═══ RECORD EXTRACTS ═══

PR #712, opened 2021-09-11
Add PHP 8.1 support

javer:


tillkruss:
Thanks for submitting this. Can you please post the errors/deprecations you're seeing when running the current release in 8.1?

src/Transaction/AbortedMultiExecException.php
```diff
@@ -29,7 +29,7 @@ class AbortedMultiExecException extends PredisException
      */
     public function __construct(MultiExec $transaction, $message, $code = null)
     {
-        parent::__construct($message, $code);
+        parent::__construct($message, $code !== null ? $code : 0);
```
javer, line 32: Reason:
```
Exception::__construct(): Passing null to parameter #2 ($code) of type int is deprecated
```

═══

> PROBLEM REQUIREMENTS: For this task, print the records again exactly as they appear.

> TASK SOLUTION:
PR #712, opened 2021-09-11
Add PHP 8.1 support

javer:


tillkruss:
Thanks for submitting this. Can you please post the errors/deprecations you're seeing when running the current release in 8.1?

src/Transaction/AbortedMultiExecException.php
```diff
@@ -29,7 +29,7 @@ class AbortedMultiExecException extends PredisException
      */
     public function __construct(MultiExec $transaction, $message, $code = null)
     {
-        parent::__construct($message, $code);
+        parent::__construct($message, $code !== null ? $code : 0);
```
javer, line 32: Reason:
```
Exception::__construct(): Passing null to parameter #2 ($code) of type int is deprecated
```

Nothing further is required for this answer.